▶ _The data_:
□ □ □ □ □ □ □

PR #262, opened 2017-03-16
Use the standard Sum/Product traits

### LINKED ISSUE #252: Consider using the `std::iter::Sum`/`Product` traits
Instead of the current `SumOp`/`ProductOp`, we could use the same traits as `Iterator`, potentially enabling use with more than just the primitive types.

```rust
// Iterator:
fn sum<S>(self) -> S
    where S: Sum<Self::Item>

// ParallelIterator now:
fn sum(self) -> Self::Item
    where SumOp: ReduceOp<Self::Item>

// perhaps use Sum for folding, Add for reducing
fn sum(self) -> Self::Item
    where Self::Item: Sum + Add<Output=Self::Item>

// or even this, allowing sums by reference
// (but this is sometimes bad for type inference)
fn sum<S>(self) -> S
    where S: Sum<Self::Item> + Add<Output=S>
```

cuviper:
`SumOp` is replaced by `Sum + Add`, `ProductOp` by `Product + Mul`, and `ReduceOp` is now hidden.

Technically, we could get by without `Add`/`Mul`, but it's easier this way, and I find it unlikely that these would ever be missing from something that implements `Sum`/`Product`.

Fixes #252.

### DIFF
--- a/rayon-demo/src/pythagoras/mod.rs
+++ b/rayon-demo/src/pythagoras/mod.rs
@@ -22,7 +22,7 @@ fn par_euclid<FM, M, FN, N>(map_m: FM, map_n: FN) -> u32
           FN: Fn(Iter<u32>) -> N + Sync,
           N: ParallelIterator<Item=u32>,
 {
-    map_m((1u32 .. 2000).into_par_iter()).map(|m| {
+    map_m((1u32 .. 2000).into_par_iter()).map(|m| -> u32 {
         map_n((1 .. m).into_par_iter())
             .filter(|n| (m - n).is_odd() && m.gcd(n) == 1)
             .map(|n| 4000000 / (m*m + n*n))
@@ -32,7 +32,7 @@ fn par_euclid<FM, M, FN, N>(map_m: FM, map_n: FN) -> u32
 
 /// Same as par_euclid, without tweaking split lengths
 fn par_euclid_weightless() -> u32 {
-    (1u32 .. 2000).into_par_iter().map(|m| {
+    (1u32 .. 2000).into_par_iter().map(|m| -> u32 {
         (1 .. m).into_par_iter()
             .filter(|n| (m - n).is_odd() && m.gcd(n) == 1)
             .map(|n| 4000000 / (m*m + n*n))
--- a/src/iter/mod.rs
+++ b/src/iter/mod.rs
@@ -65,6 +65,7 @@ pub use self::rev::Rev;
 mod len;
 pub use self::len::{MinLen, MaxLen};
 mod sum;
+mod product;
 
 #[cfg(test)]
 mod test;
@@ -430,10 +431,10 @@ pub trait ParallelIterator: Sized {
     /// Basically equivalent to `self.reduce(|| 1, |a, b| a * b)`,
     /// except that the type of `1` and the `*` operation may vary
     /// depending on the type of value being produced.
-    fn product(self) -> Self::Item
-        where Self::Item: Product
+    fn product<P>(self) -> P
+        where P: Send + Product<Self::Item> + Product
     {
-        reduce::reduce(self, reduce::PRODUCT)
+        product::product(self)
     }
 
     /// DEPRECATED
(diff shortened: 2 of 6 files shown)


cuviper:
I did try making this even more general like the `Iterator` trait does:
```rust
fn sum<S>(self) -> S
    where S: Sum<Self::Item> + Add<Output=S>
```

But this quickly proved to have the type inference problems I expected, as many of our existing tests couldn't decide what `S` to use without explicit annotation.

I also extended our use of `consume_iter()` here, as it's quite convenient with `sum()` and `product()`.  On that tangent, I think we might gain some performance by generally pushing more implementations of custom `fold_with()` and `consume_iter()`.

nikomatsakis:
> But this quickly proved to have the type inference problems I expected, as many of our existing tests couldn't decide what S to use without explicit annotation.

At first I was surprised by that signature, since it doesn't fit my mental model of the proper types for a "reduce" (which maps from T -> T) -- it seems more suitable for a `fold` -- but I guess that since you can always `Sum` an empty iterator, it works out fine. 

In any case, these inference problems are presumably the same for sequential iterators, right? It *might* make sense to adopt this more general form, to try and match sequential iterators to the extent possible.

nikomatsakis:
Seems good to me.

nikomatsakis:
I'm inclined to merge, though I think it may be worth adopting the "standard" inference signature, even if that requires more type annotations.

cuviper:
> At first I was surprised by that signature, since it doesn't fit my mental model of the proper types for a "reduce" (which maps from T -> T) -- it seems more suitable for a fold -- but I guess that since you can always Sum an empty iterator, it works out fine.

Yeah, it is like `fold` -- in fact, a naive implementation looks something like this:

```rust
fn sum<S>(self) -> S
    where S: Send + Sum<Self::Item> + Add<Output=S>
{
    self.fold(|| iter::empty().sum(),
              |sum, x| sum + iter::once(x).sum())
        .reduce(|| iter::empty().sum(), Add::add)
}
```

Used like this, `Sum` is little more than a glorified `Zero` trait.  But yet another thing I was considering was adding something like a `fold_iter` which would pass through the internal `consume_iter`, so you'd get a little nicer:

```rust
fn sum<S>(self) -> S
    where S: Send + Sum<Self::Item> + Add<Output=S>
{
    self.fold_iter(|iter| iter.sum())
        .reduce(|| iter::empty().sum(), Add::add)
}
```

But if we do this, we'd definitely want to make sure that `consume_iter` is used more often.

cuviper:
> Technically, we could get by without Add/Mul, but it's easier this way, and I find it unlikely that these would ever be missing from something that implements Sum/Product.

Rust 1.16 defies me -- `Result` lacks `Add`/`Mul`, but now has:
```rust
impl<T, U, E> Sum<Result<U, E>> for Result<T, E>
    where T: Sum<U>,
{/*...*/}

impl<T, U, E> Product<Result<U, E>> for Result<T, E>
    where T: Product<U>,
{/*...*/}
```

Supporting `Sum` alone would look something like `iter::once(x).chain(iter::once(y)).sum()` in place of `Add` for our reduction.  If we generalize `S`, we'd need both `S: Sum<Self::Item> + Sum` (aka `Sum<S>`).

nikomatsakis:
> I find it unlikely that these would ever be missing from something that implements Sum/Product....Rust 1.16 defies me

Heh, I remember thinking "oh, I bet **somebody** will"...

nikomatsakis:
@cuviper so I think we should merge this PR, but it needs a rebase now. I still kinda' think we should match the signature of `Iterator` as closely as possible.

cuviper:
Rebased, dropped add/mul, and generalized the output.

cuviper:
I still want to do an audit to push more implementations of `Producer::fold_with` and `Folder::consume_iter`, but we can do that separately.  That would only be an internal optimization, without impacting the API.

nikomatsakis:
Looks good to me, thanks. =)

bluss:
consume_iter/fold_with are great :+1:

□ □ □ □ □ □ □

▶ _What is expected_: Please say how many lines in the records above contain the string "want", giving no other words.

▶ _Reply_: 2